> _What you have to do_
For each line of the data below that contains "undefined", return that line.

Materials provided section start

PR #721, opened 2021-07-22
feat: contextual styled-jsx

huozhi:
### Feature

This is the draft for contextual styled-jsx rendering idea from https://gist.github.com/giuseppeg/dc4cecdae1e9fcb4c5761712e75e9b93

Which would be a benefit for multi-requests case with concurrent mode on server side, metioned in #720 .
Each request will only use its own context to add/remove styles, to avoid having a shared style registry instance messed up on server side.

Use case

```jsx
import React from 'react'
import ReactDOM from 'react-dom/server'
import { StyleRegistry, useStyleRegistry } from 'styled-jsx'
import App from './app'

function Head() {
  const registry = useStyleRegistry()
  const styles = registry.styles()
  // in blocking rendering, flush styles in each render
  registry.flush()
  return <head>{styles}</head>
}

export default (req, res) => {
  const app = ReactDOM.renderToString(<App />)
  const html = ReactDOM.renderToStaticMarkup(
    <StyleRegistry>
      <html>
        <Head />
        <body>
          <div id="root" dangerouslySetInnerHTML={{ __html: app }} />
        </body>
      </html>
    </StyleRegistry>
  )
  res.end('<!doctype html>' + html)
}
```

Closes #703 
Closes #485 
Closes #563


huozhi:
Draft the idea for moving style registry to react context for safety in concurrent mode. The APIs are not stabilized, feel free to share your opinions about it.
@giuseppeg @shuding @devknoll

test/babel6/stylesheet-registry.js
```diff
@@ -2,7 +2,7 @@
 import test from 'ava'
 
 // Ours
-import StyleSheetRegistry from '../../src/stylesheet-registry'
+import { StyleSheetRegistry } from '../../src/stylesheet-registry'
```
giuseppeg, line 5: Since this is going to be a major release probably we can drop support for Babel 6

test/index.js
```diff
@@ -187,6 +187,7 @@ test('server rendering', t => {
   t.is('', flushToHTML())
 })
 
+/*
```
giuseppeg, line 190: Why are you commenting these tests?

src/server.js
```diff
@@ -1,6 +1,11 @@
 import React from 'react'
-import { flush } from './style'
 
+// fake flush
+function flush() {
+  return []
+}
+
+/* @deprecated */
```
giuseppeg, line 8: I would fail here or warn otherwise it will "fail" silently i.e. `flushToReact` and `flushToHTML` continue to work but output nothing

src/style.js
```diff
@@ -1,57 +1,26 @@
...
+  if (typeof window === 'undefined') {
+    registry.add(props)
     return null
   }
+  useLayoutEffect(() => {
+    registry.add(props)
+    return () => {
+      registry.remove(props)
+    }
+  }, [props.id, props.children, String(props.dynamic)])
```
giuseppeg, line 14: Registry is a dependency too - though if the registry is swapped everything will break.

giuseppeg (commented):
Thanks for putting this together @huozhi 

I am afraid that the moment we introduce a configurable registry via context we open up the possibility to get into this issue https://github.com/vercel/styled-jsx/pull/703#issuecomment-811863907 i.e. if you have multiple registries in the page the first one will  pick up all the server side rendered style tags regardless of where the came from (which registry they belong to).

In general if you want styled-jsx to work with modern React you'll have to change quite a few things and it would be worth considering all the constraints and edge cases together (concurrent mode, streaming rendering, multiple registries/context etc). 

Unfortunately I don't have time to do all this work on my spare time but if you all put together a detailed proposal/rfc I'd be happy to take a look.

fwiw the gist you found has flaws but I haven't had the time to iterate on it - I just made it public because I thought nobody would find it :)

src/style.js
```diff
@@ -1,35 +1,29 @@
...
-      styleSheetRegistry.remove(props)
+      registry.remove(props)
     }
     // props.children can be string[], will be striped since id is identical
   }, [props.id, String(props.dynamic)])
   return null
 }
 
 JSXStyle.dynamic = info => {
+  const registry = useContext(StyleSheetContext)
```
giuseppeg, line 21: I am afraid that when you have an early return in a component this will result in an error. See https://codesandbox.io/s/ecstatic-darkness-8yd0e?file=/src/App.js

Screen Shot 2021-08-11 at 9 48 05 AM

giuseppeg: oh nevermind probably that's never going to be the case because the Babel plugin adds the `JSXStyle.dynamic` to every JSX element

giuseppeg: `registry.computeId` and `registry.computeSelector` are pure functions so you could move them outside of the `StyleSheetRegistry` class and have them share a global cache. This would allow you to remove the context dependency from `JSXStyle.dynamic`

huozhi: Nice callcout! I think the cache of `registry.computeId` and `registry.computeSelector` should live per request like the style registry context, to avoid conflicts in concurrent mode? Might be bit hard to do if they don't consume cache or registry from context?

giuseppeg: The cache can be shared because it is there just to speed things up a bit. There won't be conflicts

https://github.com/vercel/styled-jsx/blob/d591ce27c9ae4d41d7833551e5a153324cdd69ca/src/stylesheet-registry.js#L134-L150

You can turn this into an IIFE, or just define the cache as a local variable in the module

devknoll: I wonder if we can rename `JSXStyle.dynamic` to `JSXStyle.useDynamic` since it's technically a hook now

giuseppeg: I am suggesting to remove the dependency from context because it is not needed to compute the ids. We just need to move `computeId` and `computeSelector` outside of the `StyleSheetRegistry` class and export them.

giuseppeg: I mean we don't need those factories `createComputeId` and `createComputeSelector` and one version of the resulting function per `StyleSheetRegistry` instance. The two caches can be shared

src/stylesheet-registry.js
```diff
@@ -163,11 +183,17 @@ function invariant(condition, message) {
...
+export function createStyleRegistry() {
+  return new StyleSheetRegistry()
+}
 
-export function StyleRegistry({ children }) {
+export function StyleRegistry({ registry: configuredRegistry, children }) {
   const rootRegistry = useContext(StyleSheetContext)
-  const [registry] = useState(() => rootRegistry || new StyleSheetRegistry())
+  const [registry] = useState(
+    () => configuredRegistry || rootRegistry || createStyleRegistry()
```
shuding, line 195: Since we only want 1 registry to be created globally, shouldn’t rootRegistry always take priority here?

src/stylesheet-registry.js
```diff
@@ -179,31 +205,5 @@ export function StyleRegistry({ children }) {
...
-      id: `__${id}`,
-      // Avoid warnings upon render with a key
-      key: `__${id}`,
-      nonce: options.nonce ? options.nonce : undefined,
-      dangerouslySetInnerHTML: {
-        __html: css
-      }
-    })
-  })
+  return useMemo(() => registry, [registry])
```
shuding, line 208: This seems unnecessary.

src/stylesheet-registry.js
```diff
@@ -163,11 +183,17 @@ function invariant(condition, message) {
   }
 }
 
-export const StyleSheetContext = createContext(new StyleSheetRegistry())
+export const StyleSheetContext = createContext(null)
+
+export function createStyleRegistry() {
```
shuding, line 188: Why an extra function as we already exported the class

huozhi: `StyleSheetRegistry` export is for testing. Every valid imports will come from index later.

readme.md
```diff
@@ -689,21 +687,26 @@ Styles can be preprocessed via plugins.
 Plugins are regular JavaScript modules that export a simple function with the following signature:
 
 ```js
```
shuding, line 689:
```suggestion
```ts
```

readme.md
```diff
@@ -689,21 +687,26 @@ Styles can be preprocessed via plugins.
...
-(css: string, options: Object) => string
+;(css: string, options: Object) => string
```
shuding, line 690:
```suggestion
(css: string, options: Object) => string
```

readme.md
```diff
@@ -339,48 +334,32 @@ Please keep in mind that constants defined outside of the component scope are tr
...
-  const app = ReactDOM.renderToString(<App />)
-  const styles = flush()
-  const html = ReactDOM.renderToStaticMarkup(<html>
-    <head>{ styles }</head>
-    <body>
-      <div id="root" dangerouslySetInnerHTML={{__html: app}} />
-    </body>
-  </html>)
-  res.end('<!doctype html>' + html)
+function Head() {
```
shuding, line 343:
```suggestion
function HeadStyles() {
```

To prevent confusion between this and `next/head`.

readme.md
```diff
@@ -339,48 +334,32 @@ Please keep in mind that constants defined outside of the component scope are tr
...
-      <head>${styles}</head>
-      <body>
-        <div id="root">${app}</div>
-      </body>
-    </html>`
-  res.end(html)
+  const html = ReactDOM.renderToStaticMarkup(
+    <StyleRegistry>
+      <html>
+        <Head />
```
shuding, line 355:
```suggestion
        <HeadStyles/>
```

shuding (approved):

huozhi:
going to merge this PR into alpha branch to create a prerelease now. any further concern with this PR please leave comments I'll address them later 🙏 cc @giuseppeg

PR #725, opened 2021-08-03
fix: css typing

huozhi:


css.d.ts
```diff
@@ -1,11 +1,11 @@
...
-declare function css(chunks: TemplateStringsArray, ...args: any[]): JSX.Element
+declare function css(chunks: TemplateStringsArray, ...args: any[]): string
 declare namespace css {
-  function global(chunks: TemplateStringsArray, ...args: any[]): JSX.Element
+  function global(chunks: TemplateStringsArray, ...args: any[]): string
   function resolve(
     chunks: TemplateStringsArray,
     ...args: any[]
-  ): { className: string; styles: JSX.Element }
+  ): { className: string; styles: string }
```
giuseppeg, line 9: In this case `styles: JSX.Element` is correct

giuseppeg (approved):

Materials provided section end

> _Solved exercise_
+  if (typeof window === 'undefined') {
-      nonce: options.nonce ? options.nonce : undefined,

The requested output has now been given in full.